Amortization of acquired technology and amortization of other acquired intangible assets. When we acquire an entity, we are required by GAAP to record the fair values of the intangible assets of the entity and amortize them over their useful lives. Amortization of acquired technology in cost of revenue includes amortization of software and other technology assets of acquired entities. Amortization of other acquired intangible assets in operating expenses includes amortization of assets such as customer lists, covenants not to compete, and trade names.
Goodwill and intangible asset impairment charges. We exclude from our non-GAAP financial measures non-cash charges to adjust the carrying values of goodwill and other acquired intangible assets to their estimated fair values.
Gains and losses on disposals of businesses and long-lived assets. We exclude from our non-GAAP financial measures gains and losses on disposals of businesses and long-lived assets because they are unrelated to our ongoing business operating results.
Professional fees for business combinations. We exclude from our non-GAAP financial measures the professional fees we incur to complete business combinations. These include investment banking, legal, and accounting fees.
Gains and losses on debt and equity securities and other investments. We exclude from our non-GAAP financial measures gains and losses that we record when we sell or impair available-for-sale debt and equity securities and other investments.
Income tax effects and adjustments. We use a long-term non-GAAP tax rate which excludes the income tax effects of the non-GAAP pre-tax adjustments described above and eliminates the effects of non-recurring and period specific items which can vary in size and frequency.
On December 22, 2017, the 2017 Tax Cuts and Jobs Act (2017 Tax Act) was signed into law and reduced the federal statutory rate from 35% to 21%, effective January 1, 2018.
In fiscal 2019, we will fully benefit from this U.S. federal statutory rate change and are using the long-term non-GAAP tax rate for evaluating operating results and for planning, forecasting, and analyzing future periods. As the changes in the U.S. federal statutory rate, as a result of the 2017 Tax Act, occurred in the second quarter of our fiscal year 2018, the calculation of our fiscal 2019 long-term non-GAAP rate includes only our current forecast considerations and is equal to the average of our forecasted tax rates over our long term forecast period. Based on these current projections, we are using a long-term non-GAAP tax rate of 23% for fiscal 2019. This long-term non-GAAP tax rate could be subject to change for various reasons including significant changes in our geographic earnings mix or fundamental tax law changes in major jurisdictions in which we operate. We will evaluate this long-term non-GAAP tax rate on an annual basis and whenever any significant events occur which may materially affect this rate.

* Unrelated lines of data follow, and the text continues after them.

PR #2144, opened 2023-05-17
Portfolio and Public Editors

kevincharles:


cypress/e2e/Portfolio/ShareActivities.cy.js
```diff
@@ -26,6 +26,33 @@ describe("doenetEditor test", function () {
     return false;
   });
 
+  it.only("Load Large Number", () => {
```
jaltekruse, line 29: reminder to remove the .only before merging

cypress/e2e/Portfolio/ShareActivities.cy.js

Operating results and gains and losses on the sale of discontinued operations. From time to time, we sell or otherwise dispose of selected operations as we adjust our portfolio of businesses to meet our strategic goals. In accordance with GAAP, we segregate the operating results of discontinued operations as well as gains and losses on the sale of these discontinued operations from continuing operations on our GAAP statements of operations but continue to include them in GAAP net income or loss and net income or loss per share. We exclude these amounts from our non-GAAP financial measures.
The reconciliations of the forward-looking non-GAAP financial measures to the most directly comparable GAAP financial measures in Table 1 include all information reasonably available to Intuit at the date of this press release. These tables include adjustments that we can reasonably predict. Events that could cause the reconciliation to change include acquisitions and divestitures of businesses, goodwill and other asset impairments, sales of available-for-sale debt securities and other investments, and disposals of businesses and long-lived assets.